Lipson: The Sick Alliance Between The Left And Muslim Extremists

The virulent anti-Israel protests across America and Europe throw a glaring light on the bizarre alliance between left-wing activists and militant Muslims. That odd combination has been the bedrock of political activism at universities and in the streets for years. It began in universities, where it now dominates political discourse, threatens Jewish students, and intimidates anyone brave enough to voice their dissent. We can now see how it has spread far beyond the campus.

lipson the sick alliance between the left and muslim extremists

What makes the alliance so strange are the deep-seated differences between leftists and Muslim fundamentalists over core beliefs.

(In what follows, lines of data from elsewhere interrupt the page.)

PR #6116, opened 2024-08-01
fix(website): Moved logos, new ribbon, changed logos

Patticatti:


website/src/components/CustomerLogos/index.tsx
```diff
@@ -4,85 +4,93 @@ import Marquee from "react-fast-marquee";
...
-        </Link>
+    <section
+      className="flex w-full h-full max-w-full max-h-full items-center justify-center m-0 p-0 list-none opacity-100 overflow-hidden"
+      style={{
+        maskImage:
+          "linear-gradient(to right, rgba(0, 0, 0, 0) 0%, rgb(0, 0, 0) 35%, rgb(0, 0, 0) 65%, rgba(0, 0, 0, 0) 100%)",
+      }}
+    >
+      <div className="mx-8 grid grid-cols-3 md:grid-cols-7 gap-8">
+        <ul className="content-center">
```
jamilbk: Hmm was there a reason for using `ul` elements directly here instead of `<div>`? These typically contain `<li>` to be valid HTML.

website/src/styles/hero.css
```diff
@@ -1,4 +1,4 @@
 .bg-hero {
-  background-image: url("/images/ribbon.svg");
```
jamilbk: Would it make sense to just overwrite the ribbon instead of adding another variation?

website/src/components/CustomerLogos/index.tsx
```diff
@@ -4,85 +4,93 @@ import Marquee from "react-fast-marquee";
...
-            className="opacity-75 md:opacity-25 mx-auto"
-          />
-        </Link>
+    <section
+      className="flex w-full h-full max-w-full max-h-full items-center justify-center m-0 p-0 list-none opacity-100 overflow-hidden"
+      style={{
+        maskImage:
+          "linear-gradient(to right, rgba(0, 0, 0, 0) 0%, rgb(0, 0, 0) 35%, rgb(0, 0, 0) 65%, rgba(0, 0, 0, 0) 100%)",
+      }}
+    >
```
jamilbk: This can be simplified to the below, which has the same effect

```suggestion
    <div
      style={{
        maskImage:
          "linear-gradient(to right, rgba(0, 0, 0, 0) 0%, rgb(0, 0, 0) 35%, rgb(0, 0, 0) 65%, rgba(0, 0, 0, 0) 100%)",
      }}
    >
```

Also the `<section>` should be `<div>` since it's just used for styling and isn't a new "section" of the page.

website/src/components/CustomerLogos/index.tsx
```diff
@@ -4,85 +4,93 @@ import Marquee from "react-fast-marquee";
...
+              src="/images/logos/cust-logo-double11-gray.svg"
+              width={70}
+              height={70}
+              className=" mx-auto"
+            />
+          </Link>
+        </ul>
       </div>
-    </div>
+    </section>
```
jamilbk: I think we want to keep this as a `</div>`

```suggestion
    </div>
```

jamilbk (changes requested):
Looking good! Left some suggestions on idiomatic HTML and also some class simplification.

website/src/components/Footer/index.tsx
```diff
@@ -17,26 +17,68 @@ import {
...
+              <HiArrowLongRight className="ml-2 -mr-1 w-6 h-6" />
+            </button>
+            <p className="mt-3 text-xs text-neutral-400">
+              Get a personalized walkthrough of Firezone.
+            </p>
+          </div>
+          <div className="mx-auto">
+            <button
+              type="button"
+              className="text-sm w-48 inline-flex justify-center items-center py-2 px-5 font-semibold text-center text-white rounded hover:ring-2 hover:ring-primary-400 duration-50 transform transition"
```
jamilbk: Just missing the `group` class here to trigger the hover effects on mouseover of the button.

```suggestion
              className="group text-sm w-48 inline-flex justify-center items-center py-2 px-5 font-semibold text-center text-white rounded hover:ring-2 hover:ring-primary-400 duration-50 transform transition"
```

website/src/components/Footer/index.tsx
```diff
@@ -17,26 +17,68 @@ import {
...
+            >
+              <Link
+                href="https://app.firezone.dev/sign_up"
+                className="text-neutral-300 group inline-flex items-center py-0.5 text-sm font-semibold border-b-[1px] border-neutral-200 hover:border-primary-450 hover:text-primary-450 transition transform duration-50"
+              >
+                Try Firezone for Free
```
jamilbk: (nit): We've been following this convention to lowercase remaining words in titles and buttons

```suggestion
                Try Firezone for free
```

jamilbk (changes requested):
Almost there! Last little bit of changes and then I'll approve to merge.

jamilbk (approved):

jamilbk:
Ah, sorry there's one last thing left - we need to configure GPG signing for your local Git environment. I can help with that on our call.

jamilbk:
instructions: https://github.com/microsoft/vscode/wiki/Commit-Signing

jamilbk:
Superseded by #6135

PR #6117, opened 2024-08-01
fix(connlib): be resilient against network-partitioned relays

### LINKED ISSUE #6067: Gateway hangs on infra redeploy with 100% CPU

thomaseizinger:
When a relay disconnects from the portal, either during deployment or because of a network partition, the portal sends us a `relays_presence` event. This allows us to discontinue use of a relay. Any connections that currently use that relay get cut and the next packet reestablishes a new one.

In the case of relays being re-deployed, their state is gone entirely and we will receive new relays to use. In the case of a network partition, the relay would have retained its state but we have already discarded ours locally. Only one allocation per client (identified by its 3-tuple) is allowed, so making a new allocation on that relay would fail.

In order to sync up this inconsistency, we delete our current allocation and make a new one if we detect this case. To test this, we introduce a new state transition to `tunnel_test` that simulates such a network partition.

In addition, we also remove the "upsert" behaviour of relays. The credentials of a relay can only change if it reboots. Rebooting would trigger a `relays_presence` event and tell us to disconnect from that relay. Thus, receiving a relay that we already know is guaranteed to use the same credentials.

Removal of this upserting behaviour is essentially the fix for #6067. Due to a portal bug (#6099), we may receive a relay as connected that is in fact shutting down. In case a channel needs to be refreshed on exactly that relay - whilst we are trying to refresh the allocation it as part of upserting - causes a busy loop of attempting to queue a message but failing to do so because we haven't chosen an `active_socket` yet for that relay.

Fixes: #6067.


AndrewDryga:
I think the connlib should not see presence events from the portal as the ultimate truth, as I understand once we receive the presence event we clear out the state right away? This will cause a downtime on network split between portal and relays which hurts overall architecture where we are trying to give everything ~15m grace period if one of the system component has issues. Would it be possible to use presence as a "hint" that relay might be down and have client to test it (refresh allocation or do something else with low timeout) and if relay is still up - it should safe to keep using it. WDYT?

AndrewDryga:
A question: do we care with this PR if relay is present both in connected and disconnected lists?

thomaseizinger:
> A question: do we care with this PR if relay is present both in connected and disconnected lists?

Yes we do care. We first remove it and would then re-add it so it would be as if we hadn't received the event at all.

thomaseizinger:
> I think the connlib should not see presence events from the portal as the ultimate truth, as I understand once we receive the presence event we clear out the state right away? This will cause a downtime on network split between portal and relays which hurts overall architecture where we are trying to give everything ~15m grace period if one of the system component has issues. Would it be possible to use presence as a "hint" that relay might be down and have client to test it (refresh allocation or do something else with low timeout) and if relay is still up - it should safe to keep using it. WDYT?

Interesting point. We would need to drastically reduce our backoff to ensure that this has any effect and continue testing it. To make sure it doesn't break soon after.

Channel data messages are not acknowledged so we would need to wait for an ICE timeout to detect a broken relay otherwise. The idea of relays-presence was to be faster than an ICE timeout (~10 sec).

It seems like a catch-22 to me: Either we rely on the portal connectiviy to see if the relays are up and act on it quickly or we don't. Given that we talk to the relays over UDP, any form of detecting a partition can only be as quick as any keep-alive heartbeat type of message. We could run TURN over TCP and detect stuff sooner perhaps? But then we'd have two flow-control algorithms fight each other in case where TCP gets tunnelled.

If we build our own partition-detection in connlib, any kind of hint is almost superflous. What am I meant to do with the hint? Ping more aggressively to quicker detect a timeout? For how long until we decide that the hint was a false-positive?

AndrewDryga:
@thomaseizinger the way how I would implement this is to send an one-off heartbeat to the relay with much smaller timeout (1-2s for example). The presence is there to speed up switching between relays but I believe this improvement should not come at a cost of completely taking all our product down in case portal has a network split, because in any other case existing connections will keep working right now for ~15 minutes.

thomaseizinger:
> @thomaseizinger the way how I would implement this is to send an one-off heartbeat to the relay with much smaller timeout (1-2s for example). The presence is there to speed up switching between relays but I believe this improvement should not come at a cost of completely taking all our product down in case portal has a network split, because in any other case existing connections will keep working right now for ~15 minutes.

For how often would you send the heartbeat? When we roll relays, they are still online for a bit but show as offline in the portal. So a single heartbeat wouldn't be enough. We'd have to implement something like a "high-alert" mode where we burst ping (every few seconds) the relay for a minute(?) to confirm that the relay is going down. Data plane connections have a timeout of ~10s. If that is acceptable, then we don't have to implement any detection and we can just have the STUN messages - which are already relayed via data channel messages - time out. Do you see what I mean? Any proactive down detection of relays needs to be quicker than 10s, otherwise it is not actually an improvement over not having it all.

We can design an extension to TURN that notifies clients directly when a relay is going down, then we don't need relays-presence at all. We'll have to make sure those are authenticated though, otherwise we can't trust it on the client.

That is what I mean with catch-22: Either we act on the message from the portal or we don't. A mere hint isn't really an improvement over the actual liveness detection that we have for the connection, be it relayed or not.

thomaseizinger:
To paraphrase a conversation from Slack here: I think this is a strict improvement and safe to merge. Improving on the design to be less reliant on network partitions between relay and portal can be done in the future. Most connections are not relayed so an outage there doesn't impact every customer.

rust/connlib/snownet/src/allocation.rs
```diff
@@ -501,6 +478,13 @@ impl Allocation {
                     return true;
                 };
 
+                // If we refreshed with a lifetime of 0, we deleted our previous allocation.
+                // Make a new one.
+                if lifetime.lifetime().is_zero() {
+                    self.authenticate_and_queue(make_allocate_request(), None);
+                    return true;
+                }
+
```
conectado, line 487: I think it makes it a bit harder to read that the `make_delete_allocation_request` creates a request with a lifetime of 0 but in the same function we call that helper we check for zero.

We should either inline that function above or use a helper for this.

conectado (approved):
Great work!

rust/connlib/snownet/src/allocation.rs
thomaseizinger: I don't quite follow what you mean. We make a normal allocate here, not a refresh request.

PR #6133, opened 2024-08-01
fix(android): on full route dont allow bypass vpn

### LINKED ISSUE #4834: Some apps on Android don't use Connlib DNS sentinels

conectado:
If blocking non-vpn connections `allowBypass` breaks the VPN.

To fix this, we disable `allowBypass` when full-route is enable.

Fixes #4834 (hopefully)

### DIFF
--- a/kotlin/android/app/src/main/java/dev/firezone/android/tunnel/TunnelService.kt
+++ b/kotlin/android/app/src/main/java/dev/firezone/android/tunnel/TunnelService.kt
@@ -314,8 +314,10 @@ class TunnelService : VpnService() {
 
     private fun buildVpnService(): Int {
         Builder().apply {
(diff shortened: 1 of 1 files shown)


jamilbk (approved):
🥳

PR #6151, opened 2024-08-02
environmentfile optional to suppress warning in logs

shantanugadgil:
environmentfile optional to suppress warning in logs


ReactorScram (approved):
LGTM, per docs this will disable the warning if the file is missing, and the double quotes were redundant anyway: https://www.freedesktop.org/software/systemd/man/latest/systemd.exec.html#EnvironmentFile=

jamilbk:
Looks safe to merge

PR #6160, opened 2024-08-02
fix(portal): Use verified routes for OpenAPI docs

jamilbk:
Removes the hardcoded API link for an VerifiedRoutes version instead.


bmanifold (approved):
LGTM

bmanifold:
@jamilbk, good catch.

PR #6161, opened 2024-08-02
fix(ux): Mention (Sites) on Gateway Groups section of REST API docs

jamilbk:
I'm thinking if we can just add `(Sites)` next the Gateway Groups title, that will be enough for users to make the connection.


bmanifold (approved):
LGTM

PR #6163, opened 2024-08-02
feat(headless-client): use `systemd-resolved` DNS control by default

### LINKED ISSUE #5063: ux(headless-client/linux): don't default to null DNS control

ReactorScram:
Closes #5063, supersedes #5850 

Other refactors and changes made as part of this:

- Adds the ability to disable DNS control on Windows
- Removes the spooky-action-at-a-distance `from_env` functions that used to be buried in `tunnel`
- `FIREZONE_DNS_CONTROL` is now a regular `clap` argument again


rust/headless-client/src/lib.rs
```diff
@@ -66,8 +67,11 @@ pub(crate) const GIT_VERSION: &str = git_version::git_version!(
 const TOKEN_ENV_KEY: &str = "FIREZONE_TOKEN";
 
 /// CLI args common to both the IPC service and the headless Client
-#[derive(clap::Args)]
+#[derive(clap::Parser)]
 struct CliCommon {
+    #[arg(long, env = "FIREZONE_DNS_CONTROL")]
```
thomaseizinger: I think you can set a default here:

```suggestion
    #[arg(long, env = "FIREZONE_DNS_CONTROL", default_value = "systemd-resolved")]
```

thomaseizinger: And get rid of the option.

scripts/tests/systemd/firezone-client-headless.service
```diff
@@ -35,6 +35,7 @@ SystemCallFilter=@aio @basic-io @file-system @io-event @network-io @signal @syst
 UMask=077
 
 Environment="FIREZONE_API_URL=ws://localhost:8081"
+# TODO: Remove after #6163 gets into a release
```
ReactorScram, line 38: Is there a way we can run the compat tests and integration tests with different parameters or something? Leaving this `FIREZONE_DNS_CONTROL` var in place means that we're missing out on test coverage for the current version

thomaseizinger: We can checkout a different revision of the repository. The question is which one?

rust/bin-shared/src/linux.rs
```diff
@@ -47,3 +39,17 @@ pub fn udp_socket_factory(socket_addr: &SocketAddr) -> io::Result<UdpSocket> {
...
+    use clap::ValueEnum;
+
+    #[test]
+    fn cli() {
+        assert!(matches!(
+            DnsControlMethod::from_str("etc-resolv-conf", false),
+            Ok(DnsControlMethod::EtcResolvConf)
+        ));
+    }
+}
```
thomaseizinger: I'd prefer more high-level tests around the entire CLI instead of small components like this. Reason being is that we might change how things work under the hood but keep backwards-compatibility with what the user interacts with.

rust/headless-client/src/ipc_service.rs
```diff
@@ -124,7 +124,9 @@ fn run_smoke_test() -> Result<()> {
     crate::setup_stdout_logging()?;
     let rt = tokio::runtime::Runtime::new()?;
     let _guard = rt.enter();
-    let mut dns_controller = DnsController::default();
+    let mut dns_controller = DnsController {
+        dns_control_method: Default::default(),
+    };
```
thomaseizinger, line 127: It appears as if we could stick with a `Default` impl here given the latest iteration?

rust/headless-client/src/ipc_service.rs
```diff
@@ -371,7 +376,10 @@ impl<'a> Handler<'a> {
                     Session::connect(args, portal, tokio::runtime::Handle::try_current()?);
                 let tun = self.tun_device.make_tun()?;
                 new_session.set_tun(Box::new(tun));
-                new_session.set_dns(dns_control::system_resolvers().unwrap_or_default());
+                new_session.set_dns(
+                    dns_control::system_resolvers(self.dns_controller.dns_control_method)
+                        .unwrap_or_default(),
```
thomaseizinger: This looks a bit convoluted. Can we do something like this instead?

```suggestion
                    self.dns_controller.system_resolvers(),
```

rust/headless-client/src/ipc_service.rs
```diff
@@ -453,17 +461,18 @@ mod tests {
...
-        let exe_name = "firezone-client-ipc";
-
-        let actual = Cli::parse_from([exe_name, "--log-dir", "bogus_log_dir", "run-debug"]);
+        let actual =
+            Cli::try_parse_from([EXE_NAME, "--log-dir", "bogus_log_dir", "run-debug"]).unwrap();
         assert!(matches!(actual.command, Cmd::RunDebug));
         assert_eq!(actual.common.log_dir, Some(PathBuf::from("bogus_log_dir")));
 
-        let actual = Cli::parse_from([exe_name, "run"]);
+        let actual = Cli::try_parse_from([EXE_NAME, "run"]).unwrap();
```
thomaseizinger, line 470: What is the benefit of using `try_parse` if we are gonna panic anyway?

rust/headless-client/src/standalone.rs
```diff
@@ -209,7 +208,7 @@ pub fn run_only_headless_client() -> Result<()> {
 
         let tun = tun_device.make_tun()?;
         session.set_tun(Box::new(tun));
-        session.set_dns(dns_control::system_resolvers().unwrap_or_default());
+        session.set_dns(dns_control::system_resolvers(dns_control_method).unwrap_or_default());
```
thomaseizinger: Ah I see, you want to reuse the code here. We could still call this function from within the `DnsController` and make the other call-site a bit more ergonomic?

thomaseizinger (approved):
Nice UX improvement, thank you!

scripts/tests/systemd/firezone-client-headless.service
thomaseizinger: > The question is which one?

I think checking out an old revision is going to give us more headaches because it means we can't introduce new things. The point of the compat tests is to ensure we only make backwards-compatible changes.

You can temporarily remove it and see if the integration tests pass. That will give you at least a once-off coverage.

rust/bin-shared/src/linux.rs
ReactorScram: Yep I'll get rid of that since it's covered by a bigger test I added later

rust/headless-client/src/ipc_service.rs
ReactorScram: We could, but the smoke test is not part of the main code, and I don't want the main code to accidentally ignore the CLI args and construct a default `DnsController`. It should be difficult to construct one without thinking of which control method you want to use

rust/headless-client/src/standalone.rs
ReactorScram: `DnsController` does exist there so I made a member function wrapper.
I had to keep the original `system_resolvers` free function because it's used in some place where we won't have a controller at hand.

Issue #6074, opened 2024-07-28
Enable/Disable Resources


conectado:
https://github.com/firezone/firezone/issues/2667#issuecomment-2209392840

conectado:
I'm still thinking of what's the best design for this.

Either the client could inform the disabled/enabled routes to connlib, or it could just save the state of disabled/enabled route and filter routes based on that.

However, I think it's better to let connlib decide the routes and have the client just pass the UI information to connlib.

The main reason for this, is that connlib only pass the routes to the clients and not what resources enabled those routes, so for overlapping internet resources it could be complicated for the client to ignore routes w/o making assumptions on how those routes are selected from the resources, which I think is better that we keep in connlib.

jamilbk:
Test #4834 to see if full-route fixes it

thomaseizinger:
> I'm still thinking of what's the best design for this.
> 
> Either the client could inform the disabled/enabled routes to connlib, or it could just save the state of disabled/enabled route and filter routes based on that.
> 
> However, I think it's better to let connlib decide the routes and have the client just pass the UI information to connlib.
> 
> The main reason for this, is that connlib only pass the routes to the clients and not what resources enabled those routes, so for overlapping internet resources it could be complicated for the client to ignore routes w/o making assumptions on how those routes are selected from the resources, which I think is better that we keep in connlib.

Also, doing it on the client would require us to implement this functionality multiple times.

I am in favor of introducing messages for enabling / disabling resources. Likely, we want the state to be ephemeral in connlib, so the client has to disable resources every time it boots up a new session.

Intuinewin:
Hi, this issue is closed but I can't figure out how to enable/disable resources in the latest clients. Do I need to enable something in the portal?

I think this feature is very important. In our company, tech people often have access to prod and staging and it could be great for them to be able to disable prod resources if they are not using them in order to avoid mistakes.

I saw the PAM issue and I think it's a good first step but beeing able to disable a resource from the client is pretty important I think. Ofc, not all resources should be disableable and it should be configured through a policy or directly in the resource.

jamilbk:
@Intuinewin So enable/disable is only supported for the Internet Resource -- we wanted to think more carefully about the use cases there before adding complexity that might already be handled by #6158. One of the use cases for that issue is specifically preventing prod access.

PR #6164, opened 2024-08-02
feat(connlib): allow users to disable resources

conectado:
This is just the API part for #6074

We expose a new API `set_disabled_resources` which given a set of resource ids it does the following:
* Disconnect any active connection depending only on this resource
* Prevent any new connection with that resource id being established

The `set_disabled_resources` API is purposely not stateful. In other words, resources cannot be incrementally enabled or disabled. Instead, clients always need to send the latest state, i.e. all resources that should be disabled. `connlib` will figure out the diff and correctly enable / disable resources as necessary. Thus, enabling a resource is done by calling `set_disabled_resources` without the previously disabled resource ID.

Initially, this will only be used for the internet resource but the use can be expanded for any other resource.


rust/connlib/tunnel/src/client.rs
```diff
@@ -276,6 +288,9 @@ pub struct ClientState {
     /// Configuration of the TUN device, when it is up.
     interface_config: Option<InterfaceConfig>,
 
+    /// Resources that has been disabled by the UI
```
```suggestion
    /// Resources that have been disabled by the user.
```

rust/connlib/tunnel/src/tests/reference.rs
```diff
@@ -302,6 +307,14 @@ impl ReferenceStateMachine for ReferenceState {
                     client.connected_dns_resources.retain(|(r, _)| r != id);
                 });
             }
+            Transition::DisableResources(resources) => state.client.exec_mut(|client| {
+                client.disabled_resources = resources.clone();
+
+                for id in resources {
+                    client.connected_cidr_resources.remove(id);
```
thomaseizinger: Lets make a helper for disconnecting one particular resource.

rust/connlib/tunnel/src/tests/sim_client.rs
```diff
@@ -266,6 +266,10 @@ pub struct RefClient {
     #[derivative(Debug = "ignore")]
     pub(crate) connected_dns_resources: HashSet<(ResourceId, DomainName)>,
 
+    /// Temporarily disabled resources by the UI
```
thomaseizinger:
```suggestion
    /// Actively disabled resources by the user
```

rust/connlib/tunnel/src/tests/sim_client.rs
```diff
@@ -383,7 +387,9 @@ impl RefClient {
 
         // If we have a resource, the first packet will initiate a connection to the gateway.
         tracing::debug!("Not connected to resource, expecting to trigger connection intent");
-        self.connected_cidr_resources.insert(rid);
+        if !self.disabled_resources.contains(&rid) {
```
thomaseizinger: Why not bail much earlier from this function?

rust/connlib/tunnel/src/client.rs
```diff
@@ -974,12 +1023,15 @@ impl ClientState {
...
-        self.resources_by_id.insert(new_resource.id(), new_resource);
     }
 
     #[tracing::instrument(level = "debug", skip_all, fields(?id))]
     pub(crate) fn remove_resource(&mut self, id: ResourceId) {
+        self.disable_resource(id);
+        self.resources_by_id.remove(&id);
+    }
+
+    fn disable_resource(&mut self, id: ResourceId) {
```
thomaseizinger, line 1036: Can we rename `cidr_resources` to `active_cidr_resources` with this change? (And update its docs)

rust/connlib/tunnel/src/client.rs
```diff
@@ -797,7 +836,10 @@ impl ClientState {
             .longest_match(destination)
             .map(|(_, res)| res.id);
 
-        maybe_dns_resource_id.or(maybe_cidr_resource_id)
+        // We need to filter disabled resources because we never remove resources from the stub_resolver
```
thomaseizinger, line 839: From what I can see, we now do?

rust/connlib/tunnel/src/client.rs
```diff
@@ -789,6 +824,10 @@ impl ClientState {
             .chain(self.dns_mapping.left_values().copied().map(Into::into))
     }
 
+    fn is_resource_enabled(&self, resource: &ResourceId) -> bool {
```
thomaseizinger, line 827: Should this check that we know the resource ID at all?

thomaseizinger (approved):
Good stuff! Much simpler than I thought it would be :)

rust/connlib/tunnel/src/client.rs
conectado: We never do from the `ips_to_fqdn` map, I think we don't so we always get the same ip if a resource gets re-added at a later time.

But I think a better long-time solution would be to separate that map into `ip->fqdn` and `fqdn->resource_id` and we can remove the resource from the latter one?

thomaseizinger: > But I think a better long-time solution would be to separate that map into `ip->fqdn` and `fqdn->resource_id` and we can remove the resource from the latter one?

That was a deliberate performance optimisation so we don't have to pattern match for the right DNS resource on every packet.

rust/connlib/tunnel/src/client.rs
conectado: This does it since if it's a DNS resource it should be in that map and if it's not we never hit this code-path

rust/connlib/tunnel/src/client.rs
conectado: If we keep a map `fqdn->resource_id` we don't need to pattern match, it's a single look up

thomaseizinger: > If we keep a map `fqdn->resource_id` we don't need to pattern match, it's a single look up

Yes that is true.

rust/connlib/tunnel/src/client.rs
thomaseizinger: It is a defense-in-depth thing and I am pretty confident in our tests so it may not be necessary. It is more of a nit because just from reading the fn name, it is not clear that this function will return you `true` for resources that don't exist which I'd say is a surprising return value.

rust/connlib/tunnel/src/client.rs
conectado: I'll create a follow up PR with this change where we can discuss it more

The left supports women’s rights and full equality in the workplace and public sphere. Militant Muslims oppose them.

The left supports gay rights and gay marriage. Militant Muslims toss gays off buildings. None would dare hold a public march in Pakistan, Iran, or Saudi Arabia.

The left supports abortion rights. Militant Muslims oppose them.

The left supports religious freedom, including the right to reject religion altogether. Militant Muslims believe heretics should be executed.

The left rallies against book banning. Militant Muslims embrace it for any book they believe insults Islam or supports Israel.

The left opposes the death penalty. Militant Muslims endorse it and praise their governments for using it.

These beliefs are not marginal for either group. They are foundational, and they are profoundly opposed to each other. Still, the two groups have formed a long-standing alliance. How do they deal with these profound differences? And why are they allied?

They deal with differences very simply: They never mention them when they act jointly, primarily against Israel and its supporters across the world. They have joined together to form a more powerful coalition against shared enemies. They would destroy that partnership by raising issues where they differ.

Far better to focus on their agreement, which goes beyond hating Israel to claim Western capitalism has oppressed, degraded, and ruined the world. Since the U.S. is now the world’s greatest power, it is tagged as the main source of that malignancy, at home and abroad. As they see it, Africa, Asia, the Middle East, and Latin America are poor because they have been oppressed by capitalist nations and their corporations. If they have terrible governments, they have them only because the West has installed and sustained them.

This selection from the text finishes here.